Shiny is reactive, not psychic. I apply a simple rolling cutoff computed from the latest timestamp in the filtered dataset. That gives me “last N minutes/hours/days” style slicing.

This also keeps the app snappy without prematurely over-engineering storage, indexing, or a full log pipeline. If I ever want that, I’ll ship logs to a database. For now, a file on disk is perfectly adequate, and delightfully untrendy.

Why this design works (and what it refuses to be)

This system is intentionally not a “bot detection product”. It’s a personal observability tool.

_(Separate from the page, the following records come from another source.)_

PR #188, opened 2017-07-20
feat(builds): only show pipeline options when logged in

ian-fox:
## Background
Some users have pointed out that it's hard to tell when they're logged in, and additionally it was mentioned in the security training the other day that it's generally better not to show users options for things they aren't authorized to do.

## Objective
This PR makes it such that if you're logged out you don't get to see the menu that would give you the "options" and "secrets" tabs when viewing a pipeline.

## Screenshots
Logged in:
screen shot 2017-07-20 at 1 51 12 pm

Logged out:
screen shot 2017-07-20 at 1 51 25 pm

### DIFF
--- a/app/pipeline/controller.js
+++ b/app/pipeline/controller.js
@@ -1,0 +1,5 @@
+import Ember from 'ember';
+
+export default Ember.Controller.extend({
+  session: Ember.inject.service('session')
+});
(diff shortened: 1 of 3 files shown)


minz1027:
Ah, that's just hiding the nav bar from the pipeline page right? what if the user just hit the route directly? `https://cd.screwdriver.cd/pipelines/205/options`

ian-fox:
If they do that (and they aren't logged in) it redirects them to the login page, just like clicking on it now would do.

PR #189, opened 2017-07-20
Bootstrap alerts

ian-fox:
## Context
Ember bootstrap provides a compoent to render alerts, which look nice and have a "close" button.

## Objective:
Update our `info-message` class to use bootstrap alerts.

## Pictures
Before:
screen shot 2017-07-20 at 3 02 58 pm
screen shot 2017-07-20 at 3 06 22 pm

After:

image
image

## Links
Related to https://github.com/screwdriver-cd/screwdriver/issues/615


app/components/pipeline-create-form/template.hbs
```diff
@@ -1,4 +1,4 @@
-{{info-message message=errorMessage type="error" icon="exclamation-triangle"}}
+{{info-message message=errorMessage type="warning"}}
```
minz1027: The yellow color looks too soft to me as `error`?

ian-fox: I'll defer to @petey on this because I think both look reasonable

tkyi:
I kind of liked the icons. Would it be okay have them in the messages too?

ian-fox:
image
image

Sort of like this?

app/components/pipeline-create-form/template.hbs
```diff
@@ -1,4 +1,4 @@
-{{info-message message=errorMessage type="error" icon="exclamation-triangle"}}
+{{info-message message=errorMessage type="warning" icon="exclamation-triangle"}}
```
joelseq: so does passing in `type="warning"` here override the `type: 'info'` set in `component.js`?

app/components/token-list/template.hbs
```diff
@@ -1,11 +1,14 @@
 <h3>Access Tokens</h3>
-{{info-message message=errorMessage type="error" icon="exclamation-triangle"}}
+{{info-message message=errorMessage type="warning" icon="exclamation-triangle"}}
 {{#if newToken}}
-  <div class="new-token">
-    <p>{{fa-icon "check"}} Token {{newToken.action}}. You can only see this value once, so remember to copy it!</p>
-    <span class="new-name">{{newToken.name}}:</span>
-    <span class="new-value">{{newToken.value}}</span>
-  </div>
+  {{#bs-alert type="success" onDismissed=(action "clearNewToken")}}
```
joelseq: Can you not use `info-message` for this alert as well? I feel like if you add a`{{yield}}` in the `info-message` component you could maybe use it here?

app/components/pipeline-create-form/template.hbs
ian-fox: Yes, `info` is just the default.

app/components/info-message/styles.scss
```diff
@@ -1,41 +1,25 @@
...
-  padding: 10px;
-
   i.fa {
-    font-size: 26px;
-  }
-
-  span {
-    display: inline-block;
-    vertical-align: middle;
+    font-size: 18px;
```
jithin1987: Rather than using a hardcoded pixel value you can use responsive font-size values. This can be roughly expressed as `1.1rem`

app/components/token-list/style.scss
```diff
@@ -5,6 +5,11 @@
     margin-top: 10px;
   }
 
+  i.fa {
+    vertical-align: top;
+    font-size: 18px;
```
jithin1987: we should try avoiding hardcoded pixel values for font-sizes, this can be roughly `1.1rem`

ian-fox: Should we fix the rest of the app too? Most of the files are using pixel values right now. It should be pretty simple to do, just `pixel value / 14` right?

jithin1987: `/14` is an oversimplification, it depends on what user has set as default font-size in browser (most cases default is `16px`) If it's a simple enough change go for it, else I am fine with gradually updating when we touch each component later on.

ian-fox: Ahh, it's browser defined? It looks like one of our CSS files is setting it to be 14 when I inspect in chrome.

app/components/token-list/template.hbs
ian-fox: For that I think we'd need to put a `yield` in the component rather than just passing in the message param. If we're doing that, I'm not sure if there's a good way to tell it when to trigger when to show itself again after somebody clicks hide.

@jithin1987 can you think of a good way to do that? I feel like we'd have to have an observer in every context where we're using the component, which kind of removes the point of wrapping the `bs-alert` in a component to handle hiding/showing.

joelseq: @ian-fox yeah in that case I'd say just go with this 👍

jithin1987: @ian-fox can we pass `onDismissed=(action "clearNewToken")` to `info-message` and inside `clearMessage` (https://github.com/screwdriver-cd/ui/blob/e42661eb508cc94f968c9336e1f520b5735718d5/app/components/info-message/component.js#L7)  do `typeof this.get('onDismissed') === 'function' && this.get('onDismissed')()` if it's a function ?

ian-fox: That would work for clearing it, my concern is with how to have it watch to see when to show up again (unless we want to move the `{{if message}}` bit outside of the template.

The rules are transparent, cheap to run, and easy to adjust when the internet invents a new crawler with a slightly more polite user-agent string.

What I like about it

Deterministic prefetch filtering (because I tag my own prefetch requests).
Layered heuristics instead of one brittle rule.
Focused scope: articles only, not the entire asset universe.
Operational simplicity: read one file, compute, display.

Another note

I keep my log file at maximum 500M with logrotate

Log rotate is somethig that will rotate (never thought about it) the logs, it means compress and archive current logfile before echo "" > on that thing.

This is based on certain rules and i keep 14 log archives.

here is my file at /etc/logrotate.d/nginx:

    Copy
    
      /var/log/nginx/*.log {
        size 500M
        missingok
        rotate 14
        compress
        delaycompress
        notifempty
        create 0640 www-data adm
        sharedscripts
        prerotate
                if [ -d /etc/logrotate.d/httpd-prerotate ]; then \
                        run-parts /etc/logrotate.d/httpd-prerotate; \
                fi \
        endscript
        postrotate
                invoke-rc.d nginx rotate >/dev/null 2>&1
        endscript
      }

What I accept as tradeoffs

Some humans will be flagged (especially speed-readers).
Some bots will slip through (especially well-behaved ones).
NAT/shared IPs can blur “per-IP” behavior.

And that’s fine. The goal is not courtroom-grade attribution. The goal is to stop bots from starring in my own traffic charts like they pay rent.